PR #659, opened 2022-07-07
fix(sumologicexporter): translate Telegraf metrics with OTLP format

astencel-sumo:
This change fixes a regression introduced in https://github.com/SumoLogic/sumologic-otel-collector/pull/536 that caused the metric name translations (the feature under the `translate_telegraf_attributes` setting) to not work when using the OTLP format.
This change refactors the code so that all modifications to metrics (attribute translation, metrics translation, dropping routing attribute) are done before branching the code into different sending formats.

### DIFF
--- a/pkg/exporter/sumologicexporter/sender.go
+++ b/pkg/exporter/sumologicexporter/sender.go
@@ -596,11 +596,6 @@ func (s *sender) sendOTLPMetrics(ctx context.Context, md pmetric.Metrics) error 
 	for i := 0; i < rms.Len(); i++ {
 		rm := rms.At(i)
 
-		if s.config.TranslateAttributes {
-			translateAttributes(rm.Resource().Attributes()).
-				CopyTo(rm.Resource().Attributes())
-		}
-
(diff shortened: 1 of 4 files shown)


pkg/exporter/sumologicexporter/sender.go
```diff
@@ -596,11 +596,6 @@ func (s *sender) sendOTLPMetrics(ctx context.Context, md pmetric.Metrics) error
 	for i := 0; i < rms.Len(); i++ {
 		rm := rms.At(i)
 
-		if s.config.TranslateAttributes {
-			translateAttributes(rm.Resource().Attributes()).
-				CopyTo(rm.Resource().Attributes())
-		}
-
 		s.addSourceResourceAttributes(rm.Resource().Attributes())
```
sumo-drosiek, line 599: Can we move it as well. I don't see a point to make multiple iterations with this change

sumo-drosiek: How is the performance change after this pr?

sumo-drosiek (approved):

PR #661, opened 2022-07-11
feat(sumologicexporter): do not retry on '400 Bad Request' response

astencel-sumo:
If the server responds with '400 Bad Request', the exporter should not retry the request.
This is in line what the upstream OTLP HTTP exporter does:
https://github.com/open-telemetry/opentelemetry-collector/blob/v0.55.0/exporter/otlphttpexporter/otlp.go#L181-L184

### DIFF
--- a/pkg/exporter/sumologicexporter/sender.go
+++ b/pkg/exporter/sumologicexporter/sender.go
@@ -26,6 +26,7 @@ import (
 	"strings"
 	"time"
 
+	"go.opentelemetry.io/collector/consumer/consumererror"
 	"go.opentelemetry.io/collector/model/otlp"
 	"go.opentelemetry.io/collector/pdata/pcommon"
 	"go.opentelemetry.io/collector/pdata/plog"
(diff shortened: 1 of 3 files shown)


swiatekm-sumo (approved):

pkg/exporter/sumologicexporter/sender.go
```diff
@@ -312,7 +313,14 @@ func (s *sender) handleReceiverResponse(resp *http.Response) error {
 			errMsgs = append(errMsgs, fmt.Sprintf("errors: %+v", rResponse.Errors))
 		}
 
-		return fmt.Errorf("failed sending data: %s", strings.Join(errMsgs, ", "))
+		err := fmt.Errorf("failed sending data: %s", strings.Join(errMsgs, ", "))
+
+		if resp.StatusCode == http.StatusBadRequest {
+			// Report the failure as permanent if the server thinks the request is malformed.
+			return consumererror.NewPermanent(err)
+		}
```
sumo-drosiek, line 321: Shouldn't be for all 4XX?

astencel-sumo: Good question. Definitely not for all, like 401 or 429 ;) But for example 404 seems to make sense.
The OTLP spec explicitly only specified 400: https://github.com/open-telemetry/opentelemetry-specification/blob/main/specification/protocol/otlp.md#bad-data

PR #666, opened 2022-07-13
chore(k8sprocessor): add debug logs

### LINKED ISSUE #238: [k8sprocessor] Debug logs
It would be good to have some debug logs, for example in these places:
- https://github.com/SumoLogic/sumologic-otel-collector/blob/83406585be84acccc8d9122b37fce1b37d9dd35c/pkg/processor/k8sprocessor/processor.go#L107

+ + + +

Exercise = Reprint the entire listing exactly.

Answer area =
PR #659, opened 2022-07-07
fix(sumologicexporter): translate Telegraf metrics with OTLP format

astencel-sumo:
This change fixes a regression introduced in https://github.com/SumoLogic/sumologic-otel-collector/pull/536 that caused the metric name translations (the feature under the `translate_telegraf_attributes` setting) to not work when using the OTLP format.
This change refactors the code so that all modifications to metrics (attribute translation, metrics translation, dropping routing attribute) are done before branching the code into different sending formats.

### DIFF
--- a/pkg/exporter/sumologicexporter/sender.go
+++ b/pkg/exporter/sumologicexporter/sender.go
@@ -596,11 +596,6 @@ func (s *sender) sendOTLPMetrics(ctx context.Context, md pmetric.Metrics) error 
 	for i := 0; i < rms.Len(); i++ {
 		rm := rms.At(i)
 
-		if s.config.TranslateAttributes {
-			translateAttributes(rm.Resource().Attributes()).
-				CopyTo(rm.Resource().Attributes())
-		}
-
(diff shortened: 1 of 4 files shown)


pkg/exporter/sumologicexporter/sender.go
```diff
@@ -596,11 +596,6 @@ func (s *sender) sendOTLPMetrics(ctx context.Context, md pmetric.Metrics) error
 	for i := 0; i < rms.Len(); i++ {
 		rm := rms.At(i)
 
-		if s.config.TranslateAttributes {
-			translateAttributes(rm.Resource().Attributes()).
-				CopyTo(rm.Resource().Attributes())
-		}
-
 		s.addSourceResourceAttributes(rm.Resource().Attributes())
```
sumo-drosiek, line 599: Can we move it as well. I don't see a point to make multiple iterations with this change

sumo-drosiek: How is the performance change after this pr?

sumo-drosiek (approved):

PR #661, opened 2022-07-11
feat(sumologicexporter): do not retry on '400 Bad Request' response

astencel-sumo:
If the server responds with '400 Bad Request', the exporter should not retry the request.
This is in line what the upstream OTLP HTTP exporter does:
https://github.com/open-telemetry/opentelemetry-collector/blob/v0.55.0/exporter/otlphttpexporter/otlp.go#L181-L184

### DIFF
--- a/pkg/exporter/sumologicexporter/sender.go
+++ b/pkg/exporter/sumologicexporter/sender.go
@@ -26,6 +26,7 @@ import (
 	"strings"
 	"time"
 
+	"go.opentelemetry.io/collector/consumer/consumererror"
 	"go.opentelemetry.io/collector/model/otlp"
 	"go.opentelemetry.io/collector/pdata/pcommon"
 	"go.opentelemetry.io/collector/pdata/plog"
(diff shortened: 1 of 3 files shown)


swiatekm-sumo (approved):

pkg/exporter/sumologicexporter/sender.go
```diff
@@ -312,7 +313,14 @@ func (s *sender) handleReceiverResponse(resp *http.Response) error {
 			errMsgs = append(errMsgs, fmt.Sprintf("errors: %+v", rResponse.Errors))
 		}
 
-		return fmt.Errorf("failed sending data: %s", strings.Join(errMsgs, ", "))
+		err := fmt.Errorf("failed sending data: %s", strings.Join(errMsgs, ", "))
+
+		if resp.StatusCode == http.StatusBadRequest {
+			// Report the failure as permanent if the server thinks the request is malformed.
+			return consumererror.NewPermanent(err)
+		}
```
sumo-drosiek, line 321: Shouldn't be for all 4XX?

astencel-sumo: Good question. Definitely not for all, like 401 or 429 ;) But for example 404 seems to make sense.
The OTLP spec explicitly only specified 400: https://github.com/open-telemetry/opentelemetry-specification/blob/main/specification/protocol/otlp.md#bad-data

PR #666, opened 2022-07-13
chore(k8sprocessor): add debug logs

### LINKED ISSUE #238: [k8sprocessor] Debug logs
It would be good to have some debug logs, for example in these places:
- https://github.com/SumoLogic/sumologic-otel-collector/blob/83406585be84acccc8d9122b37fce1b37d9dd35c/pkg/processor/k8sprocessor/processor.go#L107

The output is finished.